Items from a dataset
━━━━━━━━━━━━━━━━━━━━━━━━━━━━━━
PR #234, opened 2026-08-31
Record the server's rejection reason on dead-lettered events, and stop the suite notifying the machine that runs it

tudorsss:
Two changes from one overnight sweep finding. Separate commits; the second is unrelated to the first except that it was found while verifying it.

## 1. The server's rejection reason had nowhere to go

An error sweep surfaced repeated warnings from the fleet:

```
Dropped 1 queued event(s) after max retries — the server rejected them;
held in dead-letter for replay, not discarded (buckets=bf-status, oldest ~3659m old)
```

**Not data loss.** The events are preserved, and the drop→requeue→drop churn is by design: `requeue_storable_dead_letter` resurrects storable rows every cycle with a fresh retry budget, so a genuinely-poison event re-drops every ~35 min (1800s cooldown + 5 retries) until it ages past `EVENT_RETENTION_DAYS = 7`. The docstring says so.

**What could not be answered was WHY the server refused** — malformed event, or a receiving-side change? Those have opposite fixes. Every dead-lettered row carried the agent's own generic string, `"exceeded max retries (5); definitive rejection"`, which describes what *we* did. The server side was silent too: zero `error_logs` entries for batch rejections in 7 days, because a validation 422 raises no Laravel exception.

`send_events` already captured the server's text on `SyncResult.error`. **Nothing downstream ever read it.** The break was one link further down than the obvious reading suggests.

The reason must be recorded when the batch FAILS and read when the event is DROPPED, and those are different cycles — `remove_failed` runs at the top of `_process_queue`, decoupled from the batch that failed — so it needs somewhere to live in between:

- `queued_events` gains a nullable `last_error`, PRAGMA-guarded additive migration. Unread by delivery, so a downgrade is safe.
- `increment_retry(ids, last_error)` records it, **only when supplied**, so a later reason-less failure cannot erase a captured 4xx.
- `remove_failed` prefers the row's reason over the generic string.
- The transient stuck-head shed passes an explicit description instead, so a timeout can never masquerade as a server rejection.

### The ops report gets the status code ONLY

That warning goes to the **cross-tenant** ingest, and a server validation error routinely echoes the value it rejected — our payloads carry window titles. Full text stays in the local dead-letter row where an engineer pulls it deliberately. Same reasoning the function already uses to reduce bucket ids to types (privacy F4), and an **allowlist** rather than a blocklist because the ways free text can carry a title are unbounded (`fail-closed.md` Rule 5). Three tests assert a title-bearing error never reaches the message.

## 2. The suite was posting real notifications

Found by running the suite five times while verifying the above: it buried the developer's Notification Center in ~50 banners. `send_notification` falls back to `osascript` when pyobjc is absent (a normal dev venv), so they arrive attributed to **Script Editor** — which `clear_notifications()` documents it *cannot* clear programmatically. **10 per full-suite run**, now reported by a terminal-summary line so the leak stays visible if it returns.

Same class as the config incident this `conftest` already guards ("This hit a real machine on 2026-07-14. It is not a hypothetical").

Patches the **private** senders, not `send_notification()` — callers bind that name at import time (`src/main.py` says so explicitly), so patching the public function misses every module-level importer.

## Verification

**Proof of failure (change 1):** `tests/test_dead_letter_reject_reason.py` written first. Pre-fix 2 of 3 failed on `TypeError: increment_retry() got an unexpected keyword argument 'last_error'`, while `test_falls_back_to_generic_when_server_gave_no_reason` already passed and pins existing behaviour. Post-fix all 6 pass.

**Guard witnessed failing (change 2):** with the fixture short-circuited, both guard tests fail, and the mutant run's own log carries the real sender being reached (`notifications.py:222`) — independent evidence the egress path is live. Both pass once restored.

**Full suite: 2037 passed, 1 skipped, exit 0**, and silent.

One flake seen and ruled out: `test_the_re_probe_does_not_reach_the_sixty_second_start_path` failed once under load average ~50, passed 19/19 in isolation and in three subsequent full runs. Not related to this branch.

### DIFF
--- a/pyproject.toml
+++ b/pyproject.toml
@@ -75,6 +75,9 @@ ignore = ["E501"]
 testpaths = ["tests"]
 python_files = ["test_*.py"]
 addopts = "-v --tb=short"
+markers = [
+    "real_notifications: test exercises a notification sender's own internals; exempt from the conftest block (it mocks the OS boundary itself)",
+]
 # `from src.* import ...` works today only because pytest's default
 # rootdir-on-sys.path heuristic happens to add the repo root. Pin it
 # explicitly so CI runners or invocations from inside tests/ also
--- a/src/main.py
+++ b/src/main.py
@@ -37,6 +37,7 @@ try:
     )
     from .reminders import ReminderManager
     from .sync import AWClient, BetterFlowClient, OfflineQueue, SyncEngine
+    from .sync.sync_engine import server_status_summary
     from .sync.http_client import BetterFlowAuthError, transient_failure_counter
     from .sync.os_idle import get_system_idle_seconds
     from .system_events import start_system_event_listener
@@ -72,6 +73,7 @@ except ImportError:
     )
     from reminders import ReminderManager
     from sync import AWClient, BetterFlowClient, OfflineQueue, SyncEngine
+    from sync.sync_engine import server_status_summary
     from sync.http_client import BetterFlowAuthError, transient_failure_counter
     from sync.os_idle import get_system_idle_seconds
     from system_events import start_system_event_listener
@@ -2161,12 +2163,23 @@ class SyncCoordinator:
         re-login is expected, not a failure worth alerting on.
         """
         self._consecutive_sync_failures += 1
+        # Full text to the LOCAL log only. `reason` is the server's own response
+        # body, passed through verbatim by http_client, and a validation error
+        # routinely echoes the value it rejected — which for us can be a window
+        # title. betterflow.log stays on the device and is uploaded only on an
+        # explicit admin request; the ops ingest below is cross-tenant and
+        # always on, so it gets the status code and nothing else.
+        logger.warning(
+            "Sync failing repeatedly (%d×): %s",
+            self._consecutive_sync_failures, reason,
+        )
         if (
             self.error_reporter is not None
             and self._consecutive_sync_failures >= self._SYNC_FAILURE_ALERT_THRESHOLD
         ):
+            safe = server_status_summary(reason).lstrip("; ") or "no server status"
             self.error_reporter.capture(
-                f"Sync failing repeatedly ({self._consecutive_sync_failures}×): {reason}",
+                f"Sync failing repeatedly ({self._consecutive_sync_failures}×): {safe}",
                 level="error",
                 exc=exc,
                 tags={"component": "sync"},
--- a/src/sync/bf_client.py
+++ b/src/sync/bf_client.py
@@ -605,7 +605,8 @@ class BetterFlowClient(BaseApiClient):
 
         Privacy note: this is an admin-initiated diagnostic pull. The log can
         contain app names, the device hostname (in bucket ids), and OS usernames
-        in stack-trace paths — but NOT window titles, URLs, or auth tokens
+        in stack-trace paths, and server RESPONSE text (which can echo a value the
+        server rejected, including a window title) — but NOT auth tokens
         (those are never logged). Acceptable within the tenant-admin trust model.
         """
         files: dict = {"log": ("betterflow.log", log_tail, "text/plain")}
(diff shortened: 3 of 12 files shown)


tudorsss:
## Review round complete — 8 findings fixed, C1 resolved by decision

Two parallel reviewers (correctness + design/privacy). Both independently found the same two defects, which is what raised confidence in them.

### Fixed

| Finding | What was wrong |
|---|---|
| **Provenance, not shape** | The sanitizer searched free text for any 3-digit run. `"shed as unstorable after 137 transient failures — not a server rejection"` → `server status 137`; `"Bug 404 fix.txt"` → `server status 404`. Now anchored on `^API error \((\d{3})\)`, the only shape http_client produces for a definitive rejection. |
━━━━━━━━━━━━━━━━━━━━━━━━━━━━━━
#### [Required work]
Exact copies of all the entries above should be returned.

#### [Answer area]
PR #234, opened 2026-08-31
Record the server's rejection reason on dead-lettered events, and stop the suite notifying the machine that runs it

tudorsss:
Two changes from one overnight sweep finding. Separate commits; the second is unrelated to the first except that it was found while verifying it.

## 1. The server's rejection reason had nowhere to go

An error sweep surfaced repeated warnings from the fleet:

```
Dropped 1 queued event(s) after max retries — the server rejected them;
held in dead-letter for replay, not discarded (buckets=bf-status, oldest ~3659m old)
```

**Not data loss.** The events are preserved, and the drop→requeue→drop churn is by design: `requeue_storable_dead_letter` resurrects storable rows every cycle with a fresh retry budget, so a genuinely-poison event re-drops every ~35 min (1800s cooldown + 5 retries) until it ages past `EVENT_RETENTION_DAYS = 7`. The docstring says so.

**What could not be answered was WHY the server refused** — malformed event, or a receiving-side change? Those have opposite fixes. Every dead-lettered row carried the agent's own generic string, `"exceeded max retries (5); definitive rejection"`, which describes what *we* did. The server side was silent too: zero `error_logs` entries for batch rejections in 7 days, because a validation 422 raises no Laravel exception.

`send_events` already captured the server's text on `SyncResult.error`. **Nothing downstream ever read it.** The break was one link further down than the obvious reading suggests.

The reason must be recorded when the batch FAILS and read when the event is DROPPED, and those are different cycles — `remove_failed` runs at the top of `_process_queue`, decoupled from the batch that failed — so it needs somewhere to live in between:

- `queued_events` gains a nullable `last_error`, PRAGMA-guarded additive migration. Unread by delivery, so a downgrade is safe.
- `increment_retry(ids, last_error)` records it, **only when supplied**, so a later reason-less failure cannot erase a captured 4xx.
- `remove_failed` prefers the row's reason over the generic string.
- The transient stuck-head shed passes an explicit description instead, so a timeout can never masquerade as a server rejection.

### The ops report gets the status code ONLY

That warning goes to the **cross-tenant** ingest, and a server validation error routinely echoes the value it rejected — our payloads carry window titles. Full text stays in the local dead-letter row where an engineer pulls it deliberately. Same reasoning the function already uses to reduce bucket ids to types (privacy F4), and an **allowlist** rather than a blocklist because the ways free text can carry a title are unbounded (`fail-closed.md` Rule 5). Three tests assert a title-bearing error never reaches the message.

## 2. The suite was posting real notifications

Found by running the suite five times while verifying the above: it buried the developer's Notification Center in ~50 banners. `send_notification` falls back to `osascript` when pyobjc is absent (a normal dev venv), so they arrive attributed to **Script Editor** — which `clear_notifications()` documents it *cannot* clear programmatically. **10 per full-suite run**, now reported by a terminal-summary line so the leak stays visible if it returns.

Same class as the config incident this `conftest` already guards ("This hit a real machine on 2026-07-14. It is not a hypothetical").

Patches the **private** senders, not `send_notification()` — callers bind that name at import time (`src/main.py` says so explicitly), so patching the public function misses every module-level importer.

## Verification

**Proof of failure (change 1):** `tests/test_dead_letter_reject_reason.py` written first. Pre-fix 2 of 3 failed on `TypeError: increment_retry() got an unexpected keyword argument 'last_error'`, while `test_falls_back_to_generic_when_server_gave_no_reason` already passed and pins existing behaviour. Post-fix all 6 pass.

**Guard witnessed failing (change 2):** with the fixture short-circuited, both guard tests fail, and the mutant run's own log carries the real sender being reached (`notifications.py:222`) — independent evidence the egress path is live. Both pass once restored.

**Full suite: 2037 passed, 1 skipped, exit 0**, and silent.

One flake seen and ruled out: `test_the_re_probe_does_not_reach_the_sixty_second_start_path` failed once under load average ~50, passed 19/19 in isolation and in three subsequent full runs. Not related to this branch.

### DIFF
--- a/pyproject.toml
+++ b/pyproject.toml
@@ -75,6 +75,9 @@ ignore = ["E501"]
 testpaths = ["tests"]
 python_files = ["test_*.py"]
 addopts = "-v --tb=short"
+markers = [
+    "real_notifications: test exercises a notification sender's own internals; exempt from the conftest block (it mocks the OS boundary itself)",
+]
 # `from src.* import ...` works today only because pytest's default
 # rootdir-on-sys.path heuristic happens to add the repo root. Pin it
 # explicitly so CI runners or invocations from inside tests/ also
--- a/src/main.py
+++ b/src/main.py
@@ -37,6 +37,7 @@ try:
     )
     from .reminders import ReminderManager
     from .sync import AWClient, BetterFlowClient, OfflineQueue, SyncEngine
+    from .sync.sync_engine import server_status_summary
     from .sync.http_client import BetterFlowAuthError, transient_failure_counter
     from .sync.os_idle import get_system_idle_seconds
     from .system_events import start_system_event_listener
@@ -72,6 +73,7 @@ except ImportError:
     )
     from reminders import ReminderManager
     from sync import AWClient, BetterFlowClient, OfflineQueue, SyncEngine
+    from sync.sync_engine import server_status_summary
     from sync.http_client import BetterFlowAuthError, transient_failure_counter
     from sync.os_idle import get_system_idle_seconds
     from system_events import start_system_event_listener
@@ -2161,12 +2163,23 @@ class SyncCoordinator:
         re-login is expected, not a failure worth alerting on.
         """
         self._consecutive_sync_failures += 1
+        # Full text to the LOCAL log only. `reason` is the server's own response
+        # body, passed through verbatim by http_client, and a validation error
+        # routinely echoes the value it rejected — which for us can be a window
+        # title. betterflow.log stays on the device and is uploaded only on an
+        # explicit admin request; the ops ingest below is cross-tenant and
+        # always on, so it gets the status code and nothing else.
+        logger.warning(
+            "Sync failing repeatedly (%d×): %s",
+            self._consecutive_sync_failures, reason,
+        )
         if (
             self.error_reporter is not None
             and self._consecutive_sync_failures >= self._SYNC_FAILURE_ALERT_THRESHOLD
         ):
+            safe = server_status_summary(reason).lstrip("; ") or "no server status"
             self.error_reporter.capture(
-                f"Sync failing repeatedly ({self._consecutive_sync_failures}×): {reason}",
+                f"Sync failing repeatedly ({self._consecutive_sync_failures}×): {safe}",
                 level="error",
                 exc=exc,
                 tags={"component": "sync"},
--- a/src/sync/bf_client.py
+++ b/src/sync/bf_client.py
@@ -605,7 +605,8 @@ class BetterFlowClient(BaseApiClient):
 
         Privacy note: this is an admin-initiated diagnostic pull. The log can
         contain app names, the device hostname (in bucket ids), and OS usernames
-        in stack-trace paths — but NOT window titles, URLs, or auth tokens
+        in stack-trace paths, and server RESPONSE text (which can echo a value the
+        server rejected, including a window title) — but NOT auth tokens
         (those are never logged). Acceptable within the tenant-admin trust model.
         """
         files: dict = {"log": ("betterflow.log", log_tail, "text/plain")}
(diff shortened: 3 of 12 files shown)


tudorsss:
## Review round complete — 8 findings fixed, C1 resolved by decision

Two parallel reviewers (correctness + design/privacy). Both independently found the same two defects, which is what raised confidence in them.

### Fixed

| Finding | What was wrong |
|---|---|
| **Provenance, not shape** | The sanitizer searched free text for any 3-digit run. `"shed as unstorable after 137 transient failures — not a server rejection"` → `server status 137`; `"Bug 404 fix.txt"` → `server status 404`. Now anchored on `^API error \((\d{3})\)`, the only shape http_client produces for a definitive rejection. |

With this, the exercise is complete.